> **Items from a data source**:
.....

Issue #2288, opened 2026-08-15
build-essential: Add git to package list


NomadicCore:
**Summary**

I am getting set up for packaging on a new system. I have just installed build-essential and am going through the next step on the [prerequisites guide](https://aerynos.dev/packaging/workflow/prerequisites/) which is to set up the helper scripts. This assumes that git is already installed, which, on a fresh install of aerynOS it isn't.

I would suggest that we add the following:
- git
- github-cli
- forgejo-cli

In terms of git and github-cli, these are both needed or very useful for working with aerynOS packaging. forgejo-cli is likely also very useful, especially if we move forward with codeberg.

Jaredy899:
Can we consider this closed?

PR #2290, opened 2026-08-15
build-essential: Update to v0-10

khaga87:
#### Summary

Add the following packages as rundeps:
- boulder
- forgejo-cli
- github-cli
- git

This should make the packaging workflow a little easier as no additional packages should be required as part of the setup process for packaging

#### Testing Performed

Additional testing notes:
I have just set up a new install of aerynOS and run through the packaging guide. These were the packages that I needed to install over and above the build-essential install command.

#### Checklist

- [ ] An approved package update request issue exists (link: #2288)

#### Additional Context

I created an issue for this but it has not actually been approved. Given it's a package update, it's not strictly necessary as per the Package Addition Policy


ermo (approved):
Provisionally approving this on the condition that we keep an eye out for undesirable side effects as reported by users and packagers.

PR #2378, opened 2026-08-23
senpai: Add at v0.5.0

brtz-cs:
#### Testing Performed

Additional testing notes:

#### Checklist

- [x] An approved package request issue exists (fixes : https://github.com/aerynOS/recipes/issues/2187)
- [x] I am willing to act as the primary maintainer for this package (optional but recommended)

**If you did NOT link to an approved issue,** please explain why in the Additional Context section below.

#### Screenshots / Output (if applicable)

senpai_build


s/senpai/monitoring.yaml
```diff
@@ -1,7 +1,7 @@
 # SPDX-FileCopyrightText: 2026 AerynOS Developers
 # SPDX-License-Identifier: MPL-2.0
 releases:
-  id: 142630
-  rss: https://github.com/FiloSottile/age/releases.atom
+  id: 390463
+  rss: https://github.com/delthas/senpai/releases.atom
```
Jaredy899: `rss: https://git.sr.ht/~delthas/senpai/refs/rss.xml`

s/senpai/stone.yaml
```diff
@@ -0,0 +1,23 @@
+# SPDX-FileCopyrightText: 2026 AerynOS Developers
+# SPDX-License-Identifier: MPL-2.0
+
+name        : senpai
+version     : "0.5.0"
+release     : 1
+homepage    : https://github.com/delthas/senpai
```
Jaredy899: `homepage    : https://git.sr.ht/~delthas/senpai`

s/senpai/stone.yaml
```diff
@@ -0,0 +1,23 @@
...
+upstreams   :
+    - https://github.com/delthas/senpai/archive/refs/tags/v0.5.0.tar.gz : b1f1e88806fb7d90a3a490d63a3cf2144b7f44392799190570f8e5792a5a706a
```
Jaredy899: https://git.sr.ht/~delthas/senpai/archive/v0.5.0.tar.gz

Jaredy899 (changes requested):
Can you switch these to the actual source? It will need to be rebuilt again. Also, can you post a screenshot of the actual application working?

s/senpai/monitoring.yaml
brtz-cs: I don't know how I missed that, might be because I wrote this at the same time as Age's recipe. Thank you.

s/senpai/stone.yaml
brtz-cs: Regarding this and the other comment about Sourcehut: I knew Sourcehut was the primary source but I considered the Github mirror an easier way to go about it since Boulder can fetch most data for the recipe from Github. However I also realize it's better to get things straight from the source, so I'll fix this.

s/senpai/monitoring.yaml
brtz-cs: Actually, is Github tricking me here? The URL was always right, so why does your comment show the Age one?
github_rename_senpai

brtz-cs: Still, I'll change it to Sourcehut as you said.

Jaredy899: That's weird...

s/senpai/stone.yaml
Jaredy899: Boulder uses Anyita to grab the most recent version from the monitoring.yaml. And Anyita uses the .xml listed above. So when we run `just updates`, it's using data from Anyita to see the most recent version. And therefore `boulder up`, will pull that release.

brtz-cs:
I applied your changes, setting all the sources to Sourcehut. Here's a screenshot of me joining LiberaChat using the client after rebuilding (I only cut out the last part not to show my IP)
senpai_working

Jaredy899 (approved):
LGTM! Friendly tip, when you're ready for another review, you can request a re-review on the top right.

PR #2457, opened 2026-08-30
Global/rebuild

hphilm:


hphilm:
See also https://flit.pypa.io/en/stable/history.html#version-4-0

Jaredy899 (approved):
LGTM

PR #2464, opened 2026-08-31
LLVM: Update to v23.1.0

ReillyBrogan:
- Updated LLVM to v23.1.0
- Enabled lua/tree-sitter support in lldb
- Removed libclc from the llvm build (will be replaced with mesa-libclc in a follow-up PR)
- Added llvm-22
- Rebuild llvm-20 and llvm-21 with LLVM 23


hphilm:
additional kernel patches or updates can be found here: https://github.com/aerynOS/recipes/tree/update/kernels. Next regular kernel bumps expected: `Wed, 02 Sep 2026 13:32:19 +0000`

l/llvm/stone.yaml
```diff
@@ -90,7 +97,8 @@ environment : |
         %patch %(pkgdir)/patches/build/0001-openmp-Don-t-install-static-libarcher.patch
         %patch %(pkgdir)/patches/build/0001-polly-Create-targets-for-headers-cmake.patch
         %patch %(pkgdir)/patches/build/0001-offload-Fix-build-failure-with-icf-all.patch
-        %patch %(pkgdir)/patches/build/0001-Emit-relocations-for-BOLT.patch
+        %patch %(pkgdir)/patches/build/0001-flang-rt-Customize-installdir.patch
+        # %patch %(pkgdir)/patches/build/0001-Emit-relocations-for-BOLT.patch
```
joebonrichie, line 117: Does bolting libclang-cpp/libLLVM actually work with this disabled?

l/llvm/stone.yaml
```diff
@@ -65,19 +81,10 @@ environment : |
...
 
-    EXTRA_LLVM_FLAGS=""
-    if [[ " ${PATH[*]} " =~ "ccache" ]]; then
-        EXTRA_LLVM_FLAGS="-DLLVM_CCACHE_BUILD=ON"
     fi
 
-    # BOLT: -update-debug-sections doesn't yet support SHF_COMPRESSED
-    #       https://github.com/llvm/llvm-project/pull/215835
-    export LDFLAGS="${LDFLAGS} -Wl,--compress-debug-sections=none"
-
```
joebonrichie, line 80: I think this is still needed unless you also want to cherry-pick https://github.com/llvm/llvm-project/pull/215835

l/llvm-22/stone.yaml
```diff
@@ -0,0 +1,652 @@
...
+        # Fix ffmpeg build
+        %patch %(pkgdir)/patches/upstream/0001-SLP-Support-for-tree-throttling-in-SLP-graphs-with-g.patch
+        %patch %(pkgdir)/patches/upstream/0002-X86-vectorizeExtractedCast-don-t-assume-vector-sourc.patch
+        # Fixes rust 1.97 miscompilation
+        %patch %(pkgdir)/patches/upstream/208683.patch
+        # Fix rustc bpf support + prereq
+        %patch %(pkgdir)/patches/upstream/0001-bpf-Support-aggregate-returns-190894.patch
+        %patch %(pkgdir)/patches/upstream/0002-Fixes-for-compile-rust-code-192134.patch
+        # BOLT issues
+        %patch %(pkgdir)/patches/upstream/0001-BOLT-X86-Add-missing-MOV8-instruction-cases-in-X86MC.patch
```
joebonrichie: These bolt patches are superfluous

joebonrichie (changes requested):

l/llvm/stone.yaml
ReillyBrogan: No, the patch probably needs to be rebased but I'll do that on the rebuild (or in the future if it seems like too much work for now)

l/llvm/stone.yaml
ReillyBrogan: 215835.patch

PR #2504, opened 2026-09-03
docker: Update to v29.8.0

Jaredy899:
#### Summary

- Release notes can be found [here](https://docs.docker.com/engine/release-notes/29/).

#### Testing Performed

Additional testing notes:

#### Checklist

- [ ] An approved package update request issue exists (Resolves: #[issue number])


d/docker/stone.yaml
K1ngfish3r: ok

m/moby/stone.yaml
K1ngfish3r: same

K1ngfish3r (changes requested):

d/docker/stone.yaml
Jaredy899: I think we need to be less picky about this. boulder automatically does this.

K1ngfish3r (approved):

PR #2526, opened 2026-09-07
libtirpc: Support for stateless netconfig file

armerpunkt:
#### Summary

* Configure libtirpc so that the `netconfig` file will be installed at `/usr/share/defaults/etc/netconfig`. 
* Add a patch so that libtirpc will check for `/usr/share/defaults/etc/netconfig` after checking for `/etc/netconfig` for stateless functionality.

#### Testing Performed

Additional testing notes:
Recompiled `rpcbind` and `nfs-utils` against `libtirpc` to verify they still compiled and functioned correctly. And tested mounting a nfs share to make sure it mounts correctly.

#### Checklist

- [ ] An approved package update request issue exists

#### Additional Context

Mounting NFS shares would fail due to a missing `/etc/netconfig`. This patch is needed to fix that.


l/libtirpc/stone.yaml
```diff
@@ -18,8 +18,9 @@ environment : |
     # clang 16/17 changes
     export LDFLAGS="${LDFLAGS} -Wl,--undefined-version"
 setup       : |
+    %patch %(pkgdir)/make-netconfig-stateless.patch
     %configure \
-        --disable-static
+        --disable-static --sysconfdir=/usr/share/defaults/etc
 build       : |
```
K1ngfish3r, line 25: turn this into two lines rather than just one

armerpunkt: Done!

K1ngfish3r (dismissed):
i feel like somethings missing that I cant quite put my finger on...
requesting one more approval,

l/libtirpc/stone.yaml
```diff
@@ -18,8 +18,10 @@ environment : |
     # clang 16/17 changes
     export LDFLAGS="${LDFLAGS} -Wl,--undefined-version"
 setup       : |
+    %patch %(pkgdir)/make-netconfig-stateless.patch
     %configure \
-        --disable-static
+        --disable-static \
+        --sysconfdir=/usr/share/defaults/etc
```
Jaredy899: The only nit I can see is this should be `--sysconfdir=%(vendordir)%(sysconfdir)`

Jaredy899 (changes requested):
One thing.

l/libtirpc/stone.yaml
armerpunkt: Done!

Jaredy899 (approved):
LGTM! Thanks!

PR #2572, opened 2026-09-12
linux-stable: Add testing downstream patch for revoking inode watchers

joebonrichie:
#### Summary

Add downstream patch which adds support for `FS_IOC_REVOKE_WATCHES` ioctl.

For discussion only.

#### Checklist

- [ ] This PR links back to an existing issue (Resolves: #[issue number])
- [ ] I have read and conformed to both the [Package Addition Policy](https://github.com/aerynOS/recipes/blob/main/PACKAGING_POLICY.md), and the [Contributing Guidelines](https://aerynos.dev/packaging/). I also confirm that this is my own work or properly attributed and that there are no obvious security or stability concerns or any regressions observed in this testing.
- [ ] No sensitive credentials, API keys, or secrets are included in this PR


hphilm:
Is there a plan to upstream this? Otherwise we would need to maintain this patch downstream for all kernels we may provide for aerynOS ...

joebonrichie:
Don't plan to upstream in it's current state but we could potentially keep it downstream. It does look likely we will need some sort of kernel solution to resolve this issue if we plan to keep using renameat2() w/ RENAME_EXCHANGE as the method to swap in new fs trees.

This is mostly up to generate discussion for the time being

PR #2578, opened 2026-09-14
libxml2: Improve PGO workload & build with 'speed' flags

joebonrichie:
#### Summary

Run the testsuite as part of the PGO profiling to provide a 1.09x speedup when linting shannon's eopkg-index.xml, as well as enable the speed flags for a tiny additional boost.

#### Checklist

- [ ] This PR links back to an existing issue (Resolves: #[issue number])
- [x] I have read and conformed to both the [Package Addition Policy](https://github.com/aerynOS/recipes/blob/main/PACKAGING_POLICY.md), and the [Contributing Guidelines](https://aerynos.dev/packaging/). I also confirm that this is my own work or properly attributed and that there are no obvious security or stability concerns or any regressions observed in this testing.

#### Additional Context

Do not land until a boulder with the fix for https://github.com/aerynOS/os-tools/pull/874 is present on the builders!


ermo (approved):
Looks like there are no soname changes worth worrying about, so no rebuilds to worry about either?

PR #1231, opened 2021-07-07
feat: portable rpc server builds use fork/threading less

pnwamk:


cryptol-remote-api/server-not-threaded.patch
```diff
@@ -0,0 +1,22 @@
+diff --git a/cryptol-remote-api/cryptol-remote-api.cabal b/cryptol-remote-api/cryptol-remote-api.cabal
```
RyanGlScott, line 1: Do you need this `.patch` file if the use of `-threaded` is controlled by a `cabal` flag?

pnwamk: whoops - thanks! =)

atomb (approved):
These changes look good to me. Thanks for looking into the issue!

PR #1232, opened 2021-07-08
Attempt to fix allowed test failure on Windows

atomb:


kquick (approved):
It's not clear what's wrong with the windows CI builds, but it also doesn't seem to be related to the code or the CI configs, so I agree that disabling them for now to get green CI is more useful.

.....

> **What the task asks**: Return all lines from the data that include the string "into".

> **Answer box**:
K1ngfish3r, line 25: turn this into two lines rather than just one
These changes look good to me. Thanks for looking into the issue!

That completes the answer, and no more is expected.